The lines of the records that include "icon" should all be copied.
---------- RECORDS SHOWN ----------
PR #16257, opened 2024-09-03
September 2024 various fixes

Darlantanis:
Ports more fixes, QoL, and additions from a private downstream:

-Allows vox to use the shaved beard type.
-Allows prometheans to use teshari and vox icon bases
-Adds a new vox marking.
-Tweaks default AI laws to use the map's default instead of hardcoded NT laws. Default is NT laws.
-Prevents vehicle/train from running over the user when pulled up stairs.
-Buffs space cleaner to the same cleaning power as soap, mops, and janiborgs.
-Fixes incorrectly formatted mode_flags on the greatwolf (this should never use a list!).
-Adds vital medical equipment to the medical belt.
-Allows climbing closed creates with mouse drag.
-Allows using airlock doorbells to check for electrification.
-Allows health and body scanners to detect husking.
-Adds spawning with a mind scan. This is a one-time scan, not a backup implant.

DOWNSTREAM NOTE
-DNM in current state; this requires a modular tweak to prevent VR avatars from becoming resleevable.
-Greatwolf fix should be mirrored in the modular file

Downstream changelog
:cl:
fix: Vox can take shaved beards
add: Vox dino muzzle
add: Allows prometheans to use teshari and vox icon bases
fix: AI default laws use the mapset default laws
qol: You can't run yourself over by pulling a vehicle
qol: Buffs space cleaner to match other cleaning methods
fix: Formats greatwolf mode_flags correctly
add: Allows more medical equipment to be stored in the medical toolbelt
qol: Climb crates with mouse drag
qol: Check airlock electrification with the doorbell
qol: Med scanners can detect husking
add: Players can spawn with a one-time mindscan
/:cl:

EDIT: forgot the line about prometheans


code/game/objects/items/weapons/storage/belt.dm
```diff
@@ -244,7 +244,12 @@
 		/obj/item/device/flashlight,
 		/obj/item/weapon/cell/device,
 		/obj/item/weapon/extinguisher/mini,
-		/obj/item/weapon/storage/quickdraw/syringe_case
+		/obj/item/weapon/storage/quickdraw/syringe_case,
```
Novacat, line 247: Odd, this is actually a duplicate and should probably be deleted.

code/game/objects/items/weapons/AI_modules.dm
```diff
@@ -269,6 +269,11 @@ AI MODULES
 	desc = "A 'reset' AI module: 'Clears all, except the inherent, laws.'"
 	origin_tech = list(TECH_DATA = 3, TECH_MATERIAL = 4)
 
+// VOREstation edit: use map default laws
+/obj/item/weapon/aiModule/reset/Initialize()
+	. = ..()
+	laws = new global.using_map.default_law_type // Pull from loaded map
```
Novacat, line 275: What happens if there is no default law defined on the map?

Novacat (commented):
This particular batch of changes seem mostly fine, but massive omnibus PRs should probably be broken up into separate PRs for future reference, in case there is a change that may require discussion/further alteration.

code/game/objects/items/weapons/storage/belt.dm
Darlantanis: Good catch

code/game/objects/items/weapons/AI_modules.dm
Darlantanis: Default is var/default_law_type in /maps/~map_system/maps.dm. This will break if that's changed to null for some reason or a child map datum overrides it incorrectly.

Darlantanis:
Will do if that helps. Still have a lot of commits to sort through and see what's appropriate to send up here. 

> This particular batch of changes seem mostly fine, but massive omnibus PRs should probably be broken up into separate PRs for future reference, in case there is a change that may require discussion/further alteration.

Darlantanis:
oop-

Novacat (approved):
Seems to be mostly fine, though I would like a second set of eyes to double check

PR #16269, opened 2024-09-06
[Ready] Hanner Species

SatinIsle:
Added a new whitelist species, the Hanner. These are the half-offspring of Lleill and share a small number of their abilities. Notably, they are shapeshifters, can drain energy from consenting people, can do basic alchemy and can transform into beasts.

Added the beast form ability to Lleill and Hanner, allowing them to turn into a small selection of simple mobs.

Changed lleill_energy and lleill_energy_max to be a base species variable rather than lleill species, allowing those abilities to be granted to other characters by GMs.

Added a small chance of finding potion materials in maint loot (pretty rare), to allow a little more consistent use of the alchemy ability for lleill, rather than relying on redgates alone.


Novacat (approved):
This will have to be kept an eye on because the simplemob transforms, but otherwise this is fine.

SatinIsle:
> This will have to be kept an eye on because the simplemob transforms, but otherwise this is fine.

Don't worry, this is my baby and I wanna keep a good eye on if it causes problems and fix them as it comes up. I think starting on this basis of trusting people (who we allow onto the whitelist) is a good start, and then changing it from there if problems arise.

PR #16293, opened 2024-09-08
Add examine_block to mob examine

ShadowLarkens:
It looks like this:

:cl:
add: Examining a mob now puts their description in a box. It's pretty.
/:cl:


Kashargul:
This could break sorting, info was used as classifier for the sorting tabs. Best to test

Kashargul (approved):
----------
SOLUTION BELOW
-Allows prometheans to use teshari and vox icon bases
add: Allows prometheans to use teshari and vox icon bases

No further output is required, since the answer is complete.